1940 World Snooker Championship

Tournament information
- Dates: 22 February – 20 March 1940
- Venue: Thurston's Hall
- City: London
- Country: England
- Organisation: Billiards Association and Control Council
- Highest break: Fred Davis (ENG) (101) Joe Davis (ENG) (101)

Final
- Champion: Joe Davis (ENG)
- Runner-up: Fred Davis (ENG)
- Score: 37–36

= 1940 World Snooker Championship =

The 1940 World Snooker Championship was a professional snooker tournament held at Thurston's Hall in London, England from 22 February to 20 March 1940. It was the fourteenth edition of the World Snooker Championship. Joe Davis defeated his younger brother Fred Davis by 37 to 36 in the final, to retain the title that he had held since the tournament's inception in 1927. Joe Davis compiled a century break in the penultimate frame to win the match at 37–35 before a was played out. The only other century break of the tournament was 101 by Fred Davis earlier in the final.

There were nine participants. Herbert Holt and Conrad Stanbury played a qualifying match, which Holt won to join the other seven players in the competition proper. Holt was eliminated in the first round by Walter Donaldson. This was the last World Championship to be held until the end of World War II, the next edition being held in 1946.

==Background==
The World Snooker Championship is a professional tournament and the official world championship of the game of snooker.

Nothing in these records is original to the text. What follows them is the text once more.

Issue #176, opened 2026-06-12
[FEA] Add packet pacing


cliffburdick:
Add packet pacing to raw backends

PR #179, opened 2026-06-13
#176 Packet pacing

cliffburdick:
Added packet pacing for raw streams. This allows a user to meter packets out at a specific rate within 0.5% of the target rate.


examples/daqiri_bench_raw_tx_rx_pacing.yaml
```diff
@@ -0,0 +1,93 @@
+%YAML 1.2
```
dleshchev, line 1: **This config is never copied or installed.** It isn't listed in `DAQIRI_BENCH_CONFIGS` in `examples/CMakeLists.txt` (the list starting around line 25), and that list drives both the `configure_file(... COPYONLY)` loop (→ `build/examples/`) and `install(FILES ${DAQIRI_BENCH_CONFIGS} ...)` (→ `/opt/daqiri/...`). But `docs/benchmarks/raw_benchmarking.md:224` tells users to run:

```
/opt/daqiri/bin/daqiri_bench_raw_gpudirect /opt/daqiri/bin/daqiri_bench_raw_tx_rx_pacing.yaml --seconds 10
```

So the documented invocation is file-not-found out of the box, in both the from-source (`./build/examples/`) and container (`/opt/daqiri/bin/`) layouts.

Note CI won't catch this: `check_doc_refs.py` only enforces that every YAML is *referenced in the walkthrough tree*, not that it's *installed*.

Fix: add `daqiri_bench_raw_tx_rx_pacing.yaml` to `DAQIRI_BENCH_CONFIGS`.

src/engines/dpdk/daqiri_dpdk_engine.h
```diff
@@ -162,6 +162,11 @@ class DpdkEngine : public Engine {
   bool setup_rx_timestamp_dynfield();
   bool setup_tx_timestamp_dynfield();
   bool calibrate_rx_timestamp_clock(uint16_t port_id);
+  // Current NIC clock for `port` in nanoseconds, for packet-pacing scheduling.
+  // Uses rte_eth_read_clock + the calibrated ticks/sec where supported; falls
+  // back to CLOCK_REALTIME (e.g. mlx5, whose real-time clock tracks UTC and
```
dleshchev: This comment contradicts the implementation. It says `now_tx_ns` "falls back to **CLOCK_REALTIME** (e.g. mlx5, whose real-time clock tracks **UTC** …)", but the implementation does the opposite — `daqiri_dpdk_engine.cpp:1944-1948` states "tracking **CLOCK_MONOTONIC**, **NOT** CLOCK_REALTIME (UTC)" and calls `clock_gettime(CLOCK_MONOTONIC, &ts)`. This looks like a leftover from before the clock-seeding fix. Please update it to CLOCK_MONOTONIC so it doesn't mislead about which host clock the pacing schedule is anchored to.

src/engines/dpdk/daqiri_dpdk_engine.cpp
```diff
@@ -4237,6 +4331,41 @@ int DpdkEngine::tx_core_worker(void* arg) {
...
+      }
+      auto* m0 = reinterpret_cast<struct rte_mbuf*>(msg->pkts[0][0]);
+      m0->ol_flags |= tparams->tx_ts_dynflag_mask;
+      *RTE_MBUF_DYNFIELD(m0, tparams->tx_ts_dynfield_offset, uint64_t*) = tparams->pace_next_ns;
+      // ns = bytes * 8 bits / (Mbps * 1e6 bits/s) * 1e9 ns/s = 8000 * bytes / Mbps.
+      // Carry the division remainder so the long-run average is exactly pacing_mbps.
+      // The set_*_packet_lengths helpers maintain hdr.nbytes as the burst's L2 byte
+      // total; use it directly to avoid walking the burst. Fall back to a walk for
+      // bursts populated without those helpers (nbytes left at 0).
+      uint64_t bytes = msg->hdr.hdr.nbytes;
```
dleshchev, line 4358: The `nbytes == 0` sentinel can't distinguish "helpers weren't used" from a stale recycled value. `hdr.nbytes` is reset to 0 in `set_header` and accumulated in `set_packet_lengths` (`+= ttl_len`), but TX metadata buffers come from a recycled mempool and `nbytes` isn't cleared on recycle — so the running count is correct only if the app always calls `set_header` before `set_packet_lengths`. If lengths are filled on a recycled buffer holding a stale nonzero `nbytes` without calling `set_header` first, pacing over-counts, and the `== 0` check can't detect it. All in-tree benches call `set_header` first so this isn't a live bug, but consider documenting the ordering contract or using an explicit `valid` flag rather than overloading 0.

src/engines/dpdk/daqiri_dpdk_engine.cpp
```diff
@@ -4558,6 +4689,8 @@ Status DpdkEngine::set_all_packet_lengths(BurstParams* burst,
 
   auto** first_seg = reinterpret_cast<rte_mbuf**>(burst->pkts[0]);
   for (int idx = 0; idx < num_pkts; ++idx) { first_seg[idx]->pkt_len = ttl_len; }
+  // Record the burst's L2 byte total so TX pacing need not walk the burst.
+  burst->hdr.hdr.nbytes = ttl_len * static_cast<uint32_t>(num_pkts);
```
dleshchev: Nit: this multiply is done in uint32 (`nbytes` is `uint32_t`), so a very large batch could overflow before the pacing math widens it to uint64. Fine for current batch sizes (~10240 × ~8 KB ≈ 82 MB), but consider `static_cast<uint64_t>(ttl_len) * num_pkts` (or widening the field) to be safe.

dleshchev (commented):
Reviewed against `origin/main` in an isolated worktree (read-only). The DPDK pacing implementation is coherent, and the accuracy-critical piece — seeding `pace_next_ns` from `rte_eth_read_clock()` (the same clock the mlx5 scheduler compares against) rather than a host clock — is the right fix. Removing the non-functional ibverbs WAIT-WQE path rather than shipping one that silently stalls is also the right call. One blocking packaging issue and a few smaller notes are inline.

**Scope vs. issue #176:** the issue says "raw backends" (plural). In this codebase `ibverbs` is *also* a raw-Ethernet (MPRQ) backend, and this PR explicitly rejects `pacing_mbps > 0` there — so coverage is partial against the issue text. That's a reasonable call given the missing send-scheduling infrastructure, but worth stating explicitly in the PR/issue so the narrowed scope is on record.

Otherwise the doc-sync is thorough (config reference, raw_benchmarking, walkthrough decision-tree leaf, AGENTS.md) and the DCO / commit-title conventions are met.

examples/daqiri_bench_raw_tx_rx_pacing.yaml
cliffburdick: Fixed in fdb8500 — added `daqiri_bench_raw_tx_rx_pacing.yaml` to `DAQIRI_BENCH_CONFIGS` in `examples/CMakeLists.txt`, so it is now copied to `build/examples/` and installed to `/opt/daqiri/bin/`. Verified the file appears in `build/examples/` after a build. Thanks for catching the file-not-found in the documented invocation.

src/engines/dpdk/daqiri_dpdk_engine.h
cliffburdick: Fixed in fdb8500 — updated the comment to say it falls back to `CLOCK_MONOTONIC` (matching the implementation), with a note that the NIC PTP clock free-runs from driver load unless a PTP daemon disciplines it, so it tracks MONOTONIC rather than REALTIME/UTC.

src/engines/dpdk/daqiri_dpdk_engine.cpp
cliffburdick: Addressed in fdb8500 — `hdr.nbytes` is now cleared when a TX metadata buffer is acquired (`create_tx_burst_params` and `get_tx_metadata_buffer`), so the `nbytes == 0` sentinel stays correct on recycled buffers even if a caller fills lengths without calling `set_header` first. `set_header` still resets it too.

src/engines/dpdk/daqiri_dpdk_engine.cpp
cliffburdick: Fixed in fdb8500 — widened `BurstHeaderParams::nbytes` to `uint64_t` and compute the total as `static_cast<uint64_t>(ttl_len) * num_pkts`, so a large batch × frame size can't overflow the per-burst byte total. Confirmed the `custom_burst_data` static_assert still holds and pybind exposes it transparently.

The sport was developed in the late 19th century by British Army soldiers stationed in India. Professional English billiards player and billiard hall manager Joe Davis noticed the increasing popularity of snooker compared to billiards in the 1920s, and with Birmingham-based billiards equipment manager Bill Camkin, persuaded the Billiards Association and Control Council (BACC) to recognise an official professional snooker championship in the 1926–27 season. In 1927, the final of the first professional snooker championship was held at Camkin's Hall; Davis won the tournament by beating Tom Dennis in the final. The annual competition was not titled the World Championship until the 1935 tournament, but the 1927 tournament is now referred to as the first World Snooker Championship. Davis also won the title every year from 1928 to 1939.

There were nine entries for the championship. There were eight places in the competition proper, with a qualifying match scheduled between Herbert Holt and Conrad Stanbury to determine which of them would join the other seven participants in the main draw.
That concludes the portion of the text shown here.